| Records supplied |
□ □ □ □ □
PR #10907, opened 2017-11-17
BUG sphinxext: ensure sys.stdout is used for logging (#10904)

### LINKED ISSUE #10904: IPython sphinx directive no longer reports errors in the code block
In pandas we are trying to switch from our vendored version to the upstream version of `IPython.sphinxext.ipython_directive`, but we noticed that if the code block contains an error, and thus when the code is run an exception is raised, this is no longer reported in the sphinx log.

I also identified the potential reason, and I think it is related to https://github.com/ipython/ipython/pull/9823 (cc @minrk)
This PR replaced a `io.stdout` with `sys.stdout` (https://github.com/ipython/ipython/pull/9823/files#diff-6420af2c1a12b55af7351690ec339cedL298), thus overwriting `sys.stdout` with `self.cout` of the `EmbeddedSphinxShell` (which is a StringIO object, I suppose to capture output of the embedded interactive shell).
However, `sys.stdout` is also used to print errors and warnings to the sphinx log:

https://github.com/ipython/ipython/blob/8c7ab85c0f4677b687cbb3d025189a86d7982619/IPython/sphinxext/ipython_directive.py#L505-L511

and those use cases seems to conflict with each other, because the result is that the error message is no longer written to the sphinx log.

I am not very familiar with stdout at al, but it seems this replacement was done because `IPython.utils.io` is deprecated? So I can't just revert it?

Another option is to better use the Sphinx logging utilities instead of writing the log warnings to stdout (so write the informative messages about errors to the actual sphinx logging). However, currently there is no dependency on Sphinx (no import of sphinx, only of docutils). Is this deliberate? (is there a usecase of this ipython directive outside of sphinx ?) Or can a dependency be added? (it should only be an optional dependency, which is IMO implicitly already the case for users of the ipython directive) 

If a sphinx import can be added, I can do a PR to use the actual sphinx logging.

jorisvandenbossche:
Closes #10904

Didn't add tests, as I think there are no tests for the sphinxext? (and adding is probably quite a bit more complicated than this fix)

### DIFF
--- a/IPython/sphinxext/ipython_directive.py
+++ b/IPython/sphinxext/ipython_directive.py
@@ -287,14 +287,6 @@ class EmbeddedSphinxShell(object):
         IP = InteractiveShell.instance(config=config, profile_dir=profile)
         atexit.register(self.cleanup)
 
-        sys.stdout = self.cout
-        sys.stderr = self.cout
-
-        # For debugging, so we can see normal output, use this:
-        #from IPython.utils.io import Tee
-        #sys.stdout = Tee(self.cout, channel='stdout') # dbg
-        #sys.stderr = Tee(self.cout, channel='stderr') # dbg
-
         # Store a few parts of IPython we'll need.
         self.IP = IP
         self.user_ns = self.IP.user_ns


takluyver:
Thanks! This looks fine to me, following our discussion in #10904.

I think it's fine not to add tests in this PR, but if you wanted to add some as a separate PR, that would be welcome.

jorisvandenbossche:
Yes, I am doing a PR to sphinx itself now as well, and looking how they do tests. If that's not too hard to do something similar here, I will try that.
□ □ □ □ □
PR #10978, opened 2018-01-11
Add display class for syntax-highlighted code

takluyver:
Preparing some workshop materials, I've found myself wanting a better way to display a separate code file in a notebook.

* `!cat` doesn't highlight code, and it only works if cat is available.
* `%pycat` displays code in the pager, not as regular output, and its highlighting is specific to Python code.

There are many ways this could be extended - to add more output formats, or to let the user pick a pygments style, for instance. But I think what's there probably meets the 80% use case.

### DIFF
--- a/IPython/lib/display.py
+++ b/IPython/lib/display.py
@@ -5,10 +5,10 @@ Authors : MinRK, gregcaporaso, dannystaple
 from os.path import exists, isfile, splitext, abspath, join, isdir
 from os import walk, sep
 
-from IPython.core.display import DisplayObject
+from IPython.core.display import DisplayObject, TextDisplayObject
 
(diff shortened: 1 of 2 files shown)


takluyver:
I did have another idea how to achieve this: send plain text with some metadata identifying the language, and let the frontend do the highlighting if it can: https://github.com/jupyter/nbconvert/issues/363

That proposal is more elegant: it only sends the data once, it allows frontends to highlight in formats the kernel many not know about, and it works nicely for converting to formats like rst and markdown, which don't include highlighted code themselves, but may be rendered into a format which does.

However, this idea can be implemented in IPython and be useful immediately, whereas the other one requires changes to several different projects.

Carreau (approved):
□ □ □ □ □
| Exercise objective |
Please find out how many lines of the material contain the string "pull" and answer with the count alone.

| Result of this exercise |
2